Emigration was the only way out--Mervyn left for the States and worked in hospital maintenance before joining a bank, while Joyce got a job as a nurse in Britain, then in New York State. The couple met and married in Albany, N.Y., and finally settled in Springboro, Ohio, where Mervyn's banking career flourished. He worked his way up the ladder to become the president of KeyBank's Dayton office. Joyce worked at local hospitals and raised the children.

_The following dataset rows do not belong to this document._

PR #11866, opened 2020-10-29
Add some runtime safety checks

gr0uch:
I ran into some errors within webpack while upgrading a project from v4 to v5, most likely due to its configuration options. Adding some safety checks resolves the errors.

Nope :)

No.

No documentation required

### DIFF
--- a/lib/NormalModuleReplacementPlugin.js
+++ b/lib/NormalModuleReplacementPlugin.js
@@ -43,6 +43,7 @@ class NormalModuleReplacementPlugin {
 				});
 				nmf.hooks.afterResolve.tap("NormalModuleReplacementPlugin", result => {
 					const createData = result.createData;
+					if (!createData) return;
 					if (resourceRegExp.test(createData.resource)) {
 						if (typeof newResource === "function") {
 							newResource(result);
--- a/lib/debug/ProfilingPlugin.js
+++ b/lib/debug/ProfilingPlugin.js
@@ -173,7 +173,7 @@ class ProfilingPlugin {
 
 	apply(compiler) {
 		const tracer = createTrace(
-			compiler.intermediateFileSystem,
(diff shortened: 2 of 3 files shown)


Cronus1007:
@gr0uch  What kind of errors you ran into please elaborate?

lib/NormalModuleReplacementPlugin.js
```diff
@@ -43,6 +43,7 @@ class NormalModuleReplacementPlugin {
 				});
 				nmf.hooks.afterResolve.tap("NormalModuleReplacementPlugin", result => {
 					const createData = result.createData;
```
gr0uch, line 45: this was undefined, I'm not sure why

lib/optimize/MinChunkSizePlugin.js
```diff
@@ -42,6 +42,7 @@ class MinChunkSizePlugin {
 				},
 				chunks => {
 					const chunkGraph = compilation.chunkGraph;
```
gr0uch, line 44: `chunkGraph` was undefined, I think due to disabling chunking

lib/debug/ProfilingPlugin.js
```diff
@@ -173,7 +173,7 @@ class ProfilingPlugin {
 
 	apply(compiler) {
 		const tracer = createTrace(
-			compiler.intermediateFileSystem,
+			compiler.intermediateFileSystem || require("fs"),
```
Cronus1007, line 176: revert this change

lib/NormalModuleReplacementPlugin.js
Cronus1007: Create a reproducible repo depicting these errors.

sokra:
These problems are probably caused by some other problems. Adding safety check would hide these errors, so we don't want to do that

PR #11879, opened 2020-10-30
fix: resolving cjs and mjs

alexander-akait:

bugfix:
- allow to resolve default entry `index.cjs` and `index.mjs`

When they retired and their kids left home, the couple, always active volunteers, felt dutybound to do even more. "Coming to the U.S. and [having the chance] to capitalize on so many opportunities, we always had the feeling that we'd been given so much blessing, and there was only one reason why--to share with the less fortunate," says Mervyn.

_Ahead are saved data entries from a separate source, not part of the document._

PR #11880, opened 2020-10-30
fix: default cache for multi compiler mode

alexander-akait:

bug fix

No, maybe you can provide there I should put it, `TestCasesCachePack.test` doesn't support multi compiler tests

No

I think no

### DIFF
--- a/lib/config/defaults.js
+++ b/lib/config/defaults.js
@@ -245,6 +245,9 @@ const applyExperimentsDefaults = experiments => {
 	D(experiments, "outputModule", false);
 };
 
+/** @type {string[]} */
+const usedCacheNames = [];
+
 /**
  * @param {CacheOptions} cache options
  * @param {Object} options options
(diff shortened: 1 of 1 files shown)


sokra (changes requested):
Automatically adjusting duplicate cache names might cause problems when running a build on a partial config, e. g. with `--config-name`, or with `parallel-webpack`.

I thinks it's better to force the user to use unique `name`s for the configs. E. g. with a warning if there are duplicate config names, and an error when the same cache location is used multiple times.

vankop:
should we close this?

alexander-akait:
@vankop I think we should output warnings/errors in this case, you can finish work :+1:

vankop:
@sokra right now 2+ caches will try to write in same "default" cache?

alexander-akait:
Yes

vankop:
open for discussion #14843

After thorough research and long family talks, the Alphonsos joined the Peace Corps. They shuttered their house and prepared to return to their native land: Guyana. Only this time around, they would be teaching life skills and preventive health care to a downtrodden population that they knew all too well.

It has been more than four decades since John F. Kennedy famously exhorted a generation of young people to "serve our country around the globe," but for many that message is still as fresh as the day it was first uttered. In spite of the rough conditions, travel advisories and the war on terrorism, scores of older Americans are uprooting their lives to help needy nations improve their living conditions. Some journey to dangerous spots like Liberia and Afghanistan, but most seek adventure in relatively safe regions of the world.

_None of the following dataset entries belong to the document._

Issue #11874, opened 2020-10-29
Compile top-level await to ES5


amannn:
# Bug report

**What is the current behavior?**

Top-level await code is currently always compiled to native async/await code and therefore doesn't work in browsers like IE11.

**If the current behavior is a bug, please provide the steps to reproduce.**

Reproduction repository: https://github.com/amannn/webpack-top-level-await

Here's the relevant part of [the output](https://github.com/amannn/webpack-top-level-await/blob/main/dist/main.js):

```js
!(function () {
  "use strict";
  var r = {
      568: function (r, o) {
        r.exports = (async () => ((o.Z = await Promise.resolve(1)), o))();
      },
      138: function (r, o, e) {
        r.exports = (async () => {
          var r = e(568);
          (r = await Promise.resolve(r)), console.log(r.Z);
        })();
      },
    },
    o = {};
  !(function e(t) {
    if (o[t]) return o[t].exports;
    var s = (o[t] = { exports: {} });
    return r[t](s, s.exports, e), s.exports;
  })(138);
})();
```

**What is the expected behavior?**

It would be great if the code would compile to regular promises that are awaited by calling `.then`.

I tried configuring `target: ['web', 'es5']` and adding a `browserslist` config, but it seems like that doesn't have an effect.

**Other relevant information:**
webpack version:  5.3.1
Node.js version: 14.15.0
Operating System: macOS
Additional tools: I initially observed this behaviour in a Next.js app and have created [a failing test in the Next.js repository](https://github.com/vercel/next.js/pull/18487).

evilebottnawi:
It is invalid syntax, you can't use `await` in `export`

evilebottnawi:
You need babel-loader to transform it for IE11

evilebottnawi:
As you can see there is not magic for `topLevelAwait` https://github.com/webpack/webpack/blob/master/lib/dependencies/HarmonyDetectionParserPlugin.js#L51

amannn:
Thanks for your quick response!

I've created a `babel-loader` branch based on your feedback in my repo: https://github.com/amannn/webpack-top-level-await/tree/babel-loader

> It is invalid syntax, you can't use await in export

Is it? It seems like it at least compiled. I've now changed the code to this:

```js
const value = await Promise.resolve(1);

export default value;
```

Does that look ok to you?

> You need babel-loader to transform it for IE11

[...]

PR #11881, opened 2020-10-30
Compile top-level await to ES5

amannn:
Reproduction for https://github.com/webpack/webpack/issues/11874.

Added a failing test.

Yes

No

Nothing

### DIFF
--- a/test/Compiler.test.js
+++ b/test/Compiler.test.js
@@ -190,6 +190,25 @@ describe("Compiler", () => {
 		});
 	});
 
+	it("compiles top-level await to es5", done => {
+		compile(
+			"./topLevelAwait1",
+			{
+				target: ["web", "es5"],
+				experiments: {
+					topLevelAwait: true
+				}
+			},
+			(stats, files) => {
+				expect(Object.keys(files)).toEqual(["/main.js"]);
+				const bundle = files["/main.js"];
+				expect(bundle).not.toContain("await");
+				expect(bundle).not.toContain("async");
+				done();
+			}
+		);
+	});
+
 	describe("methods", () => {
 		let compiler;
 		beforeEach(() => {
--- a/test/fixtures/topLevelAwait2.js
+++ b/test/fixtures/topLevelAwait2.js
@@ -1,0 +1,1 @@
+export default await Promise.resolve(1);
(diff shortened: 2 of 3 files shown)


test/Compiler.test.js
```diff
@@ -190,6 +190,25 @@ describe("Compiler", () => {
...
+			(stats, files) => {
+				expect(Object.keys(files)).toEqual(["/main.js"]);
+				const bundle = files["/main.js"];
+				expect(bundle).not.toContain("await");
+				expect(bundle).not.toContain("async");
+				done();
+			}
+		);
+	});
+
```
amannn, line 211: I created a gist that shows what the file currently looks like and below I tried to manually rewrite what could work in an ES5 environment: https://gist.github.com/amannn/998ddbd6f1924c50d21d9450c2aa45ff.

It seems like [`AwaitDependenciesInitFragment`](https://github.com/webpack/webpack/blob/master/lib/async-modules/AwaitDependenciesInitFragment.js) can be used to prepend the call site of a module. But how would you be able to wrap a `.then(…)` around the whole module consumption?

Maybe you have some pointers @evilebottnawi?

test/fixtures/topLevelAwait2.js
```diff
@@ -0,0 +1 @@
+export default await Promise.resolve(1);
```
evilebottnawi, line 1: We should throw error on this, it is invalid syntax, try to run it without webpack

amannn: Ok, I've changed the example to declare the value separately above 👍.

amannn:
@sokra Good point, there are quite sophisticated cases.

I did an experiment with adding another transformation step with `babel-plugin-transform-async-to-promises` after the webpack compilation is done (see https://github.com/amannn/webpack-top-level-await/tree/babel). I've also added an async `while` loop and it seems like the output works as expected.

I'm not sure how that should work in a traditional setup as Babel is typically invoked before the webpack compilation … Would you suggest to use a webpack plugin that does this transformation for webpack to support top-level await in ES5 environments?

alexander-akait:
Yeah, we don't support all cases for async/await, some of them potentillay can be rewritten, but it makes runtime code large, not sure how better we should solve it, potentially we have the `output.environment.asyncFunction` option and can generate different runtime code

PR #11892, opened 2020-11-01
fix(SplitChunksPlugin): Fix schema

hamzahamidi:

[optimization.splitChunks.name ](https://webpack.js.org/plugins/split-chunks-plugin/#splitchunksname )can be a boolean not just value false.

Baby boomers seem to be particularly eager to start a challenging new life abroad. The International Executive Service Corps (I.E.S.C.), which matches executives with business-development work abroad, has watched the average age of its participants drop from 68 in the mid-1990s to about 53. Other organizations, like WorldTeach, report increased interest from the retired population.

Gary Myers, 49, isn't a thrill seeker, but this past summer he leaped at the chance to travel to civil war--engulfed Liberia. Myers, who was a surgeon in Oklahoma, had grown frustrated with American medicine's commercialism. With his kids grown and some money saved, he volunteered with Medecins sans Frontieres, which placed him in Liberia. Seeing children with machine guns at the Monrovia airport, "I really thought I was flying into hell," he says. He worked hard, ignoring the mortar fire at sunrise and sunset as patients with serious gunshot wounds stumbled in. Whereas in the U.S. he would have taken care of 10 patients a day, here he was treating as many as 80. "This is a way for me to use all these things I learned and practice a more pure [form of medicine], the way I had intended to in med school," he says.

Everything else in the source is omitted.